MLE Interview Structure
Before diving into problems, understand what MLE interviews look like:
| Round | Duration | What They Test | Weight |
|---|---|---|---|
| Coding | 45-60 min | DSA + ML implementation | 25-30% |
| ML Depth | 45-60 min | Algorithm knowledge, training, evaluation | 25-30% |
| System Design | 45-60 min | End-to-end ML systems | 25-30% |
| Behavioral | 30-45 min | Collaboration, impact, conflict resolution | 10-20% |
:::tip The MLE Sweet Spot MLEs sit at the intersection of software engineering and machine learning. Interviewers expect you to code as well as a SWE AND reason about ML as well as a data scientist. Neither skill alone is sufficient. :::
Round 1: Coding Problems (15 Problems)
MLE coding rounds combine standard DSA with ML-flavored algorithmic problems.
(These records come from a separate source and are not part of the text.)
PR #2426, opened 2023-02-09
Runner service exit after consecutive re-try exits

### LINKED ISSUE #879: Improve error handling
**Describe the enhancement**
So-called "retryable" errors (for example, error code 2: Not configured) cause the runner not to exit. It is assumed, that the underlying cause will be fixed within the next attempts. Every 5 seconds, the runner tries to start again: 

There should be a maximum number of attempts - self-hosted runners are often deployed in an unattended manner and this might cause indefinite loops.

**Code Snippet**
https://github.com/actions/runner/blob/main/src/Misc/layoutbin/RunnerService.js#L53

nikola-jokic:
Fixes #879

Note: If you think 10 is not a good number, let me know :relaxed:

### DIFF
--- a/src/Misc/layoutbin/RunnerService.js
+++ b/src/Misc/layoutbin/RunnerService.js
@@ -24,8 +24,8 @@ if (exitServiceAfterNFailures <= 0) {
   exitServiceAfterNFailures = NaN;
 }
 
-var consecutiveFailureCount = 0;
-var retryRestarts = 0;
+var unknownFailureRetryCount = 0;
+var retriableFailureRetryCount = 0;
 
 var gracefulShutdown = function () {
   console.log("Shutting down runner listener");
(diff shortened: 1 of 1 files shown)


src/Misc/layoutbin/RunnerService.js
```diff
@@ -25,6 +25,7 @@ if (exitServiceAfterNFailures <= 0) {
 }
 
 var consecutiveFailureCount = 0;
+var retryRestarts = 0;
```
fhammerl, line 28: var unknownFailureRetryCount = 0;
var retriableFailureRetryCount = 0;

fhammerl (approved):
LGTM

pranaliwalunj306-ai:
ca78e773f560cfb32daea3ee52f63428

You need both.
Core DSA for MLEs
| # | Problem | Difficulty | Time | Key Pattern | Why MLEs Need It | Company Tags |
|---|---|---|---|---|---|---|
| 1 | Merge K Sorted Lists | Hard | 30 min | Min-heap merge | Merging sorted prediction streams; distributed training aggregation | Google, Meta, Amazon |
| 2 | LRU Cache | Medium | 25 min | Hash map + doubly-linked list | Feature caching, model result caching in serving systems | FAANG, All |
| 3 | Serialize and Deserialize Binary Tree | Hard | 30 min | BFS/DFS serialization | Model serialization; decision tree persistence | Google, Meta, Microsoft |
| 4 | Word Search II (Trie) | Hard | 35 min | Trie + backtracking | Text search, autocomplete, vocabulary building | Google, Amazon |
| 5 | Meeting Rooms II | Medium | 20 min | Sweep line / min-heap | Resource scheduling; GPU allocation; training job scheduling | Google, Meta, Uber |
ML-Flavored Coding
| # | Problem | Difficulty | Time | Key Pattern | Why MLEs Need It | Company Tags |
|---|---|---|---|---|---|---|
| 6 | Implement Batch Gradient Descent with Mini-Batches | Medium | 25 min | Data batching + gradient accumulation | Core training loop; tests understanding of batch vs. stochastic | FAANG, AI Labs |
| 7 | Implement K-Nearest Neighbors | Easy | 20 min | Distance computation + top-K selection | Baseline algorithm; tests NumPy fluency | Google, Meta, Startups |
| 8 | Implement TF-IDF from Scratch | Medium | 25 min | Term frequency + inverse document frequency | Text feature engineering; information retrieval basics | Google, Amazon, AI Labs |
| 9 | Implement AUC-ROC Computation | Medium | 20 min | Sorting + threshold sweep | Model evaluation; understanding ranking metrics | Meta, Uber, Airbnb |
| 10 | Implement Stratified K-Fold Cross-Validation | Medium | 20 min | Balanced splitting | Evaluation strategy for imbalanced datasets | Google, Meta, Big Tech |
Data Processing Coding
| # | Problem | Difficulty | Time | Key Pattern | Why MLEs Need It | Company Tags |
|---|---|---|---|---|---|---|
| 11 | Implement a Streaming Mean and Variance Calculator | Medium | 20 min | Welford's algorithm | Online feature normalization; streaming statistics | Google, Uber, Databricks |
| 12 | Implement Reservoir Sampling | Medium | 20 min | Probabilistic sampling | Sampling from data streams; training data selection | Google, Meta, Big Tech |
| 13 | Parse and Aggregate Large Log Files | Easy | 15 min | Hash map aggregation | Data pipeline debugging; metric computation | All |
| 14 | Implement Leaky Bucket Rate Limiter | Medium | 20 min | Queue-based rate limiting | API rate limiting for model serving endpoints | Uber, Airbnb, Stripe |
| 15 | Compute Intersection of Two Large Sorted Arrays | Easy | 15 min | Two-pointer merge | Feature set intersection; dataset alignment | Google, Meta |
:::warning Coding Round Red Flags for MLEs
- Cannot implement basic ML algorithms without sklearn
- Writes Python loops where NumPy vectorization is expected
- Cannot discuss time complexity of ML operations (e.g., KNN is O(n*d) per query)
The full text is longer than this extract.